Dataset excerpts:
=======
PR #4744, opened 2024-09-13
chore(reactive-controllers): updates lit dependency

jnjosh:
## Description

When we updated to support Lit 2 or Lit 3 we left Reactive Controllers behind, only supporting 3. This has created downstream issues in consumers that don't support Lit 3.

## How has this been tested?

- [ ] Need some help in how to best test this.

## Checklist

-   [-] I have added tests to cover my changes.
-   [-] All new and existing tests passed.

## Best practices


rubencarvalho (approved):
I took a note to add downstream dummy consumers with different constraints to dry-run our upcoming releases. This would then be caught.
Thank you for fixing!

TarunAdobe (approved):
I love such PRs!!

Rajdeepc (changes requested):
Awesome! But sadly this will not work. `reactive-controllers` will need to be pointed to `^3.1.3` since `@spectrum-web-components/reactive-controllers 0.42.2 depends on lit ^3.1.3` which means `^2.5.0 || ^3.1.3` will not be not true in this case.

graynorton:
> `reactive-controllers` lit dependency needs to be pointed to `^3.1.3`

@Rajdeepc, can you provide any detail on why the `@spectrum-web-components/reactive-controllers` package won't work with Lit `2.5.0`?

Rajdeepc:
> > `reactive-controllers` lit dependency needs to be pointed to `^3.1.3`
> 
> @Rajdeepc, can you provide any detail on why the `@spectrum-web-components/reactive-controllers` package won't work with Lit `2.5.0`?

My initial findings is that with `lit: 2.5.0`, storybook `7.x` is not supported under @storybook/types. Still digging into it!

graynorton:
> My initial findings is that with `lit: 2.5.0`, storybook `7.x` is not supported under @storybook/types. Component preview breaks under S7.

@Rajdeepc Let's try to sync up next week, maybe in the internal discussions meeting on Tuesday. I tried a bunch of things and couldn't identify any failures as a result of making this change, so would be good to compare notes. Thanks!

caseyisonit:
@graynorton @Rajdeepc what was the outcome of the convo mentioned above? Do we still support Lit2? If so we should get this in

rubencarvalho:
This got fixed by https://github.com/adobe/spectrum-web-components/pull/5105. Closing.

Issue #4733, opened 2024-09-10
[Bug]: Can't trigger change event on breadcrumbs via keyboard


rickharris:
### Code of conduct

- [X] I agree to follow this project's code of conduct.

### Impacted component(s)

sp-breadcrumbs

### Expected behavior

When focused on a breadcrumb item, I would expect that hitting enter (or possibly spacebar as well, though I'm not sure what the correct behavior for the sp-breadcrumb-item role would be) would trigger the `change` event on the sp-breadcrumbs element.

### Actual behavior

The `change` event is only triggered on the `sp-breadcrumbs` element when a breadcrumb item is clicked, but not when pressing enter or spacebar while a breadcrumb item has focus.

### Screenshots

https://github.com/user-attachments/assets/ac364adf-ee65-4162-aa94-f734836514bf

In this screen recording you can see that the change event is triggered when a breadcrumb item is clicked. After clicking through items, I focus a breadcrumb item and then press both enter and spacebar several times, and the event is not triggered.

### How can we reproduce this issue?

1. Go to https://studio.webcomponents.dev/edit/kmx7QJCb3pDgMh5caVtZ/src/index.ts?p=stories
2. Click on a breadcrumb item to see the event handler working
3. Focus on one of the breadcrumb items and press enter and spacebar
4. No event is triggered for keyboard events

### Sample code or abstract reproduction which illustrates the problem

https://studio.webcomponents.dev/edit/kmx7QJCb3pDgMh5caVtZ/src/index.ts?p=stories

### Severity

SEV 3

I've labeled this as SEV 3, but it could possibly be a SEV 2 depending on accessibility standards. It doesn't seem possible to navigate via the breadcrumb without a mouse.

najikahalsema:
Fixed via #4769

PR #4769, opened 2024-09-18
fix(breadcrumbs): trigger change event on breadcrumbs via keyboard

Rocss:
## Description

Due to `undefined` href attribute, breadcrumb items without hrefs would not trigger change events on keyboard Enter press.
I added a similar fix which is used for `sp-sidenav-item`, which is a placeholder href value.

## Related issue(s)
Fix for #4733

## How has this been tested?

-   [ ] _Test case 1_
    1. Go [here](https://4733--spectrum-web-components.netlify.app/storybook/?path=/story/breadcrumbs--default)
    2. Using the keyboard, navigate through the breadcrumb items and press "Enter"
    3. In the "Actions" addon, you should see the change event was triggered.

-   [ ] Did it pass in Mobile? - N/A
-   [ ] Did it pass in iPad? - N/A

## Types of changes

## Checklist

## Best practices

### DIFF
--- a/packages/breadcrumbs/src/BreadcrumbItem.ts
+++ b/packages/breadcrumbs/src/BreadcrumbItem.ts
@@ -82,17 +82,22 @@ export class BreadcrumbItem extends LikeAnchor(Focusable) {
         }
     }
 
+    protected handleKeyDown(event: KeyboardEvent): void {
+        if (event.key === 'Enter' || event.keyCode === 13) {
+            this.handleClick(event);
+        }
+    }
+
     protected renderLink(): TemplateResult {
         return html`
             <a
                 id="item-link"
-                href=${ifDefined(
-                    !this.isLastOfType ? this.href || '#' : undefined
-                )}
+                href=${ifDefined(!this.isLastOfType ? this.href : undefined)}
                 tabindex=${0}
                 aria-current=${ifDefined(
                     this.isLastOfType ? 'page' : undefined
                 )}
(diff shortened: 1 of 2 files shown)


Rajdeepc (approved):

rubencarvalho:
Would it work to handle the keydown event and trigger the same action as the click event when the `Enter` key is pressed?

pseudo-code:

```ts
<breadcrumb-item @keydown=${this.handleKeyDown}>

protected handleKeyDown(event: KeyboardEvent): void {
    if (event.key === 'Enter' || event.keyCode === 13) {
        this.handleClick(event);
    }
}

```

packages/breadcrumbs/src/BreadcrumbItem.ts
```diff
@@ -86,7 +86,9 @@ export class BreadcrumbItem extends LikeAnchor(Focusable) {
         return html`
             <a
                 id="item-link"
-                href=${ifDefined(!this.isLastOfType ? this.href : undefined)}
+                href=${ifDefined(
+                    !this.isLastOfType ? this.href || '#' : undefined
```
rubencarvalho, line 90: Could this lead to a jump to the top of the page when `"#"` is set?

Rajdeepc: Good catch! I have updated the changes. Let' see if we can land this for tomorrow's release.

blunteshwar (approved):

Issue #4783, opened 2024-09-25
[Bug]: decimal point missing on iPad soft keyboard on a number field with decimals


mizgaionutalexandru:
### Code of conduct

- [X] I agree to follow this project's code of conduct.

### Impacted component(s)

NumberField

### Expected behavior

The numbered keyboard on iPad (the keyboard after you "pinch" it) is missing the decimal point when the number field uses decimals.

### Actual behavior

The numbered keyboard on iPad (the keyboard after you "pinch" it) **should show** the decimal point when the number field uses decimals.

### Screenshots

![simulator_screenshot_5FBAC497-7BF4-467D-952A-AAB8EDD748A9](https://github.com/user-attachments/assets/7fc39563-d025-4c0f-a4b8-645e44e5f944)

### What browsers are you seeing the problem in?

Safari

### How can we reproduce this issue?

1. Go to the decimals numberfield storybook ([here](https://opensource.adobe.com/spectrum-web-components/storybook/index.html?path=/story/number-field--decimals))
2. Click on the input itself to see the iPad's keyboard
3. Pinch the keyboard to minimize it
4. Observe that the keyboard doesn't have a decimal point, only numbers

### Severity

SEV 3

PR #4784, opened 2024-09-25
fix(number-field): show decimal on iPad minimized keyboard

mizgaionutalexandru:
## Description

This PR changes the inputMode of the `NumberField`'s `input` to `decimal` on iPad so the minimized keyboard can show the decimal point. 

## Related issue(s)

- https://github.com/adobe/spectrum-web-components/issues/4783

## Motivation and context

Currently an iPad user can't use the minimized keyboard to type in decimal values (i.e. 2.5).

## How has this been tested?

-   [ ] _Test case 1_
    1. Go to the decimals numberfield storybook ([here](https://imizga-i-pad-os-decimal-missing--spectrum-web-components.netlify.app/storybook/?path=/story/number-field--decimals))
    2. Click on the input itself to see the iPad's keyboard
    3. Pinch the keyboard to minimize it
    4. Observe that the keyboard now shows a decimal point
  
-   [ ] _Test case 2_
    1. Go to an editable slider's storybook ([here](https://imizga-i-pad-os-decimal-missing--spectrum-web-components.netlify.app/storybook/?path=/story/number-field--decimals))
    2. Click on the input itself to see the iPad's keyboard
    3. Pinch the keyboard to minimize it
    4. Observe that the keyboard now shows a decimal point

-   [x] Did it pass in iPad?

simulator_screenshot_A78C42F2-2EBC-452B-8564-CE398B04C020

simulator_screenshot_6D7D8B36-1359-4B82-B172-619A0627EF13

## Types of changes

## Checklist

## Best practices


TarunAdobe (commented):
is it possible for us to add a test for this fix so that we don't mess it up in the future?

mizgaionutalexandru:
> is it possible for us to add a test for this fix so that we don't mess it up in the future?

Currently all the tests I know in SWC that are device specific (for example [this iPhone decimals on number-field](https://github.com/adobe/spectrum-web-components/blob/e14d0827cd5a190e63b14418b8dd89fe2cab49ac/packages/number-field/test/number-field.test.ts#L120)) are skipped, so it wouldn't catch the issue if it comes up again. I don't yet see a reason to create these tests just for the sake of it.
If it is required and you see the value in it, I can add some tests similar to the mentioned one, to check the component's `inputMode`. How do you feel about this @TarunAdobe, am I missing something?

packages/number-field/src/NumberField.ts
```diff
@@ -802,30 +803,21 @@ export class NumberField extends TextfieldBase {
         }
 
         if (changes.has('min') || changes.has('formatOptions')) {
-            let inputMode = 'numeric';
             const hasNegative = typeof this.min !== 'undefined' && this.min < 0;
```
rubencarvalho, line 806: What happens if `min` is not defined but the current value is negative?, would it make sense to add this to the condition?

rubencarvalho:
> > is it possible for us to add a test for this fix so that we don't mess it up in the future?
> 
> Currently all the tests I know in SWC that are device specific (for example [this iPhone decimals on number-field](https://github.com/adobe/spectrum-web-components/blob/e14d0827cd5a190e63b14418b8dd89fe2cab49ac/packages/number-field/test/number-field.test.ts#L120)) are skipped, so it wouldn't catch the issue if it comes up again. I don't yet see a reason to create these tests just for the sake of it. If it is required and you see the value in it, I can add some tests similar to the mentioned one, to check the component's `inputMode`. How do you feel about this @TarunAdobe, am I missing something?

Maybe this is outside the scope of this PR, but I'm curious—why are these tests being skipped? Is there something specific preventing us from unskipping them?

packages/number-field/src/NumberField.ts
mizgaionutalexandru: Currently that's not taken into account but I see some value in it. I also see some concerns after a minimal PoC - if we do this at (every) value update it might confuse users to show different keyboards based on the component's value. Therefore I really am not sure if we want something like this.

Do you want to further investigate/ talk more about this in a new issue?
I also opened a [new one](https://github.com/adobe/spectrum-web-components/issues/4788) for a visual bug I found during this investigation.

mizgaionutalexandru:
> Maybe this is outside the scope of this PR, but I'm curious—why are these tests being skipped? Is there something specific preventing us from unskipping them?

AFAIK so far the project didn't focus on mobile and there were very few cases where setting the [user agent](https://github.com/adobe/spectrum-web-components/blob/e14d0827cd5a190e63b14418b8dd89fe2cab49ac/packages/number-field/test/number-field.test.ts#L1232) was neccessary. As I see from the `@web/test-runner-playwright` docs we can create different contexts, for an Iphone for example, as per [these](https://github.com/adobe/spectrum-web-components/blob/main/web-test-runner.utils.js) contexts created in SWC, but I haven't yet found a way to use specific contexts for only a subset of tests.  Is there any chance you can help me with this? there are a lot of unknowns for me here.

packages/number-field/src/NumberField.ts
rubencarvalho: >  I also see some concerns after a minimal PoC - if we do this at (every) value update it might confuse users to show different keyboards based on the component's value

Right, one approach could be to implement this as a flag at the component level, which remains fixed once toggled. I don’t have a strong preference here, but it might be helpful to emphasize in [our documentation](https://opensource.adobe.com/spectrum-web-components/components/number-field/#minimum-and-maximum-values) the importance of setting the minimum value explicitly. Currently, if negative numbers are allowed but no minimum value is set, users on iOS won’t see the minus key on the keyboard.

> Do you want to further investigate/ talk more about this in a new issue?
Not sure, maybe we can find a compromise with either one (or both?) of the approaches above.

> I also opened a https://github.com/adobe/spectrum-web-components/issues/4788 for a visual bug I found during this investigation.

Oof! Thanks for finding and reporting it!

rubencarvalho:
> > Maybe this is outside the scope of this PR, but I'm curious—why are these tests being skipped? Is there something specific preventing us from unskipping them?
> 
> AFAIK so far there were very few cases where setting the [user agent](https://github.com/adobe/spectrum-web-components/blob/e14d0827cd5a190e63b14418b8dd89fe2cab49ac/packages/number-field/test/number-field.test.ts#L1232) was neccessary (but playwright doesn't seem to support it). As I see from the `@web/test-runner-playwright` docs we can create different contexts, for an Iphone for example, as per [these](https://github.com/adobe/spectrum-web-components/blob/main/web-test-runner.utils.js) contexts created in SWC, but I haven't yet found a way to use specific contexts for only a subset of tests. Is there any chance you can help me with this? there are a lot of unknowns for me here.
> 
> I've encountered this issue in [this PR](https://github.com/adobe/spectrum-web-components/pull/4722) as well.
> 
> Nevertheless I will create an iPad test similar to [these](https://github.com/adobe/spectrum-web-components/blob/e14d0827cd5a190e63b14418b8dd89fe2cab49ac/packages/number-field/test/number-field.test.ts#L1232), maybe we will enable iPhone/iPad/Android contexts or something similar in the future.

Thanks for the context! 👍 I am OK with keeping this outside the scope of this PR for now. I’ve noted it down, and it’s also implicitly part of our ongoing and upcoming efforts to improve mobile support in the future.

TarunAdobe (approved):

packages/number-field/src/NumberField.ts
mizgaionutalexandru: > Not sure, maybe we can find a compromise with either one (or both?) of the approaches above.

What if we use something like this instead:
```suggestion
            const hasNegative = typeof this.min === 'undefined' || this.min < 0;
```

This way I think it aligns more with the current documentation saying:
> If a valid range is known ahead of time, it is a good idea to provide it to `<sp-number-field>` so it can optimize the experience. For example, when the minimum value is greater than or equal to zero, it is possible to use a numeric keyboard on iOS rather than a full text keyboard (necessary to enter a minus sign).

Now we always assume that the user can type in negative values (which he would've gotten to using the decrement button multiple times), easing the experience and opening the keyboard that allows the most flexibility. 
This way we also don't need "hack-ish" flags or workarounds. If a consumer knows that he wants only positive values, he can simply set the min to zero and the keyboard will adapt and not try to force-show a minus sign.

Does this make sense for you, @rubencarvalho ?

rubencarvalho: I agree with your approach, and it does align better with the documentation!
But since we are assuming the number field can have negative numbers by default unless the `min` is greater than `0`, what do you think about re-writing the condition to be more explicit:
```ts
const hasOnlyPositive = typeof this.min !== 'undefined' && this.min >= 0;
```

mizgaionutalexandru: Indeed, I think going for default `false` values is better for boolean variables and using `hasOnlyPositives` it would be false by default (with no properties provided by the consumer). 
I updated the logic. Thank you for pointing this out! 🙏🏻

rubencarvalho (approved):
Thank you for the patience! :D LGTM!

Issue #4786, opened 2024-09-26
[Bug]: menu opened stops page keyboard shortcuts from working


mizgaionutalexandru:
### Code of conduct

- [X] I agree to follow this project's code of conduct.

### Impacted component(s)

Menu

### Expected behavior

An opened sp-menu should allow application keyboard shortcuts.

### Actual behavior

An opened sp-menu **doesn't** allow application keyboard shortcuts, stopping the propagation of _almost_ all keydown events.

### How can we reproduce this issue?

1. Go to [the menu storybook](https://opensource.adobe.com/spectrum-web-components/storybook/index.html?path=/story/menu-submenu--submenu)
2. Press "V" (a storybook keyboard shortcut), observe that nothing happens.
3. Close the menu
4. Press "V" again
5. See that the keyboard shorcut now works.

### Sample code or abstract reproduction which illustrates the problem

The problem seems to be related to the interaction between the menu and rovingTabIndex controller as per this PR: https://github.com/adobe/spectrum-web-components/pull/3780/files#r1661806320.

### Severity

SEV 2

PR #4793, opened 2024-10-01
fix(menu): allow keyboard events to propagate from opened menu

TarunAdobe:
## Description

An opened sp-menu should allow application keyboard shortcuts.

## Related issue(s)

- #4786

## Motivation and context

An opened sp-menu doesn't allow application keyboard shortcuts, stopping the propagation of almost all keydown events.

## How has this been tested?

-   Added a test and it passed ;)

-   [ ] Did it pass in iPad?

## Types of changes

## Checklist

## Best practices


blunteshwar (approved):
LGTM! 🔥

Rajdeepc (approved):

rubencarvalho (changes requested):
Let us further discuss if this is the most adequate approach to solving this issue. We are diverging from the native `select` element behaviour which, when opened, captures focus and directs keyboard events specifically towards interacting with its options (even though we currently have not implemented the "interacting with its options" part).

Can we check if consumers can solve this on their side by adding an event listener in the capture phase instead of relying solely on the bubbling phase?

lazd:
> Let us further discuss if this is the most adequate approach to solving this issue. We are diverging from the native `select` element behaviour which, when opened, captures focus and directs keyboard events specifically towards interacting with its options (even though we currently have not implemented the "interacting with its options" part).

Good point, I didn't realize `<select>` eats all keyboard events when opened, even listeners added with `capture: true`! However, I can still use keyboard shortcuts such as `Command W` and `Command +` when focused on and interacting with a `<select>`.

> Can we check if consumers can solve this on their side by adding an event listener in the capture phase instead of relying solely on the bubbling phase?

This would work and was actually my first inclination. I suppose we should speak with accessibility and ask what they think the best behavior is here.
=======
Problem to work on: Copy each line above that has the word "during".

Exercise solution:
I also opened a [new one](https://github.com/adobe/spectrum-web-components/issues/4788) for a visual bug I found during this investigation.
> I also opened a https://github.com/adobe/spectrum-web-components/issues/4788 for a visual bug I found during this investigation.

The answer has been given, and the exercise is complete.